# Hammond E-111



## pimpneightez (May 6, 2012)

I picked up a hammond E-111 today and spent the better part of the day ripping this beast apart looking for the palladium. Only problem was I coundn't find it. I found this wierd copper contraption with what looks like real thin copper wire with diffrent color coatings. I though I would find it in there. does anybody know if this model had any palladium in it?


----------



## jimdoc (May 6, 2012)

pimpneightez said:


> I picked up a hammond E-111 today and spent the better part of the day ripping this beast apart looking for the palladium. Only problem was I coundn't find it. I found this wierd copper contraption with what looks like real thin copper wire with diffrent color coatings. I though I would find it in there. does anybody know if this model had any palladium in it?



Each key has a long copper contact, each of those have small pieces of palladium wire tack welded on the tip.

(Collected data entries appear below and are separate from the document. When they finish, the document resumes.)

PR #3486, opened 2023-06-08
Always make sure there is a creator

kevgliss:


wssheldon (approved):
There *has* to be a creator for these i'm assuming

PR #3496, opened 2023-06-13
Addresses issues with cloud support in Jira plugin 

mvilanova:


src/dispatch/plugins/dispatch_jira/plugin.py
```diff
@@ -76,20 +76,23 @@ def get_user_field(client: JIRA, hosting_type: str, jira_username: str, user_ema
...
-                startAt=0,
-                maxResults=1,
-                params={"query": username},
-            )
-        )
-        return {"id": user.accountId}
+        return {"name": configuration.jira_username}
+    if configuration.hosting_type == "cloud":
+        import json
+        import requests
```
mvilanova, line 82: Using `requests` to workaround compatibility issues between Python client version and hosting types.

src/dispatch/plugins/dispatch_jira/plugin.py
```diff
@@ -76,20 +76,23 @@ def get_user_field(client: JIRA, hosting_type: str, jira_username: str, user_ema
...
+        from requests.auth import HTTPBasicAuth
+
+        endpoint = "groupuserpicker"
```
mvilanova, line 85: Golden endpoint to resolve user emails to ids.

src/dispatch/plugins/dispatch_jira/plugin.py
```diff
@@ -258,24 +258,27 @@ def create(
...
 
         project_id, issue_type_name = process_plugin_metadata(incident_type_plugin_metadata)
 
         if not project_id:
             project_id = self.configuration.default_project_id
 
+        # NOTE: to support issue creation by project id or key
+        project = {"id": project_id}
+        if not isinstance(project_id, int):
+            project = {"key": project_id}
```
mvilanova, line 272: This is to support both Jira project ids and keys in the configuration fields, as on-prem ids do not translate to cloud and it's easier to work with keys.

PR #3502, opened 2023-06-15
Adds a color emjoii to case priority

kevgliss:


src/dispatch/plugins/dispatch_slack/case/messages.py
```diff
@@ -41,12 +41,22 @@
 
 
 def create_case_message(case: Case, channel_id: str) -> list[Block]:
+    # TODO we should probably restrict the possible colors to make this work
```
wssheldon, line 44: Or the names of the priorities and map those to colors.

kevgliss: The names are user-defined. So they could be anything :-/.

PR #3504, opened 2023-06-16
Fixes snoozing issue when signals have no entities

kevgliss:


src/dispatch/plugins/dispatch_slack/case/interactive.py
```diff
@@ -402,21 +402,28 @@ def snooze_button_click(
...
+        optional=True,
+    )
+
+    if entity_select_block:
+        blocks.append(entity_select_block)
+        blocks.append(
+            Context(
+                elements=[
+                    MarkdownText(
+                        text="Signal's that contain all selected entities will be snoozed for the configured timeframe."
```
whitdog47, line 421: No apostrophe here. Should be just "Signals"

kevgliss: For small changes feel free to use github's "Suggestion" feature.
```suggestion
                        text="Signals that contain all selected entities will be snoozed for the configured timeframe."
```

PR #3511, opened 2023-06-21
Adding tooltip with actual datetime to timeline tabs

whitdog47:


src/dispatch/static/dispatch/src/incident/TimelineTab.vue
```diff
@@ -76,6 +73,26 @@ export default {
       Util.exportCSV(items, this.name + "-timeline-export.csv")
       this.exportLoading = false
     },
+    formatToTimeZones(date) {
```
kevgliss, line 76: If we think that this will be used elsewhere we could also make this into a filter: https://github.com/Netflix/dispatch/blob/167442773ad7925792c27c2ea4ced59d67154cae/src/dispatch/static/dispatch/src/filters.js#L4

The bussbar that they contact will have a similar palladium wire along the whole length that is tack welded every half inch or so.

http://goldrefiningforum.com/phpBB3/viewtopic.php?f=51&t=164&p=1626&hilit=hammond+organ#p1630

Jim


----------



## pimpneightez (May 7, 2012)

I found it!!!! It was really wierd the organ has a top and bottom set of keys but the palladium wire on the buss bars (theres maybe 6 or 7 of them) were only on the bottem keys. the top keys didn't have a buss bar and was only connected with copper wire. looks just like the bottom key's but without a bussbar. Ill take a picture today and post it.


----------



## pimpneightez (May 7, 2012)

Well I found it but it's nearly frustrating trying to get the wire off with a pair of tweezers. Im just gonna nick the copper ends and cut the bussbar into managable pieces then throw them in some HCL. Im hoping it doesnt need much just enough so the weld breaks its bond. would this work? Would copper cement back onto the wire if it's left too long? The buss bar is some sort of iron I will probably do that seperatly. Is there anyother way to do this. It's so time consuming.


----------



## pimpneightez (May 7, 2012)

I just took about a half penny wieght out of the organ. Seems like it has a slight magnetic reaction. Could this be the solder?


----------



## goldsilverpro (May 7, 2012)

pimpneightez said:


> I just took about a half penny wieght out of the organ. Seems like it has a slight magnetic reaction. Could this be the solder?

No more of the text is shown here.